Should transgender kids be allowed to compete in high school sports?

Texas is poised to pass a bill that could bar them from participating.

The state Senate passed the bill Tuesday, and it could go before the House as soon as Wednesday.

It is the latest in a string of controversial measures that opponents said unfairly target LGBT people, immigrants and religious minorities.

The author of the bill regarding teen athletes said the legislation isn’t meant to target transgender students.

Sen. Bob Hall, a Republican from Edgewood, Texas, said he intends to keep students safe and competitions fair.

CNN reached out to Hall on Wednesday but has not heard back from him. However, The Texas Tribune quoted him as saying “This bill is not addressing who plays on what sports. This bill is addressing individuals who… are taking steroids, then make sure, as a result of that, the events remain safe and fair.”

Steroids already banned, with ‘safe harbor’ exception

A Democratic senator, Sylvia Garcia of Houston, offered an amendment to spell out protections for transgender kids, but it was voted down.

“The real intent of the bill is to keep young transgender athletes from participating in sports,” Garcia told CNN. “We need to make sure they’re free to participate just like everybody else.”

State law already bans steroid use, but it allows a “safe harbor” exception for students using steroids prescribed by a doctor, Garcia said.

The new bill would eliminate that. It would let the state board that oversees high school sports disqualify those student-athletes if that board says their prescribed steroid use affects safety or fair play.

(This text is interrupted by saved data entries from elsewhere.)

PR #1112, opened 2021-02-02
Simplifications from a read-through

carterkozak:
==COMMIT_MSG==
Possible simplifications from a read-through
==COMMIT_MSG==

### DIFF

“All young people should have the opportunity to play interscholastic sports and have their personal dignity respected,” said advocacy group Equality Texas in a statement. “Transgender people are no different.”

The group said the state of Texas discriminates by letting kids play only according to the gender on their birth certificates.

It said six other states have similar policies.

‘Bathroom bill’ and more

Garcia said the new bill was filed in response to the case of Mack Beggs, a Texas transgender boy who was allowed to wrestle only against girls.

The bill is the latest in a series of headline-making efforts Texas lawmakers have introduced this year. Critics have said the measures unfairly target not only transgender people but also gays and lesbians, religious minorities and immigrants.

“A lot of it has to do with the political climate,” Garcia said. “It seems that every year there is a new target.”

Here is the status of some other controversial measures:

  • Religious adoption: The House passed a bill to let adoption agencies reject potential parents on religious objections, including gays, single people and anyone of a religion objectionable to the agency. The Senate will consider the bill.
  • Public restrooms: The so-called bathroom bill missed a key deadline in the House after passing the Senate. It would require people to use public restrooms based on the gender on their birth certificates.
  • Sanctuary cities: Gov. Greg Abbott signed into law a bill banning sanctuary cities. It establishes criminal and civil penalties for local government entities and law enforcement that don’t comply with immigration laws and detention requests, the governor’s office said.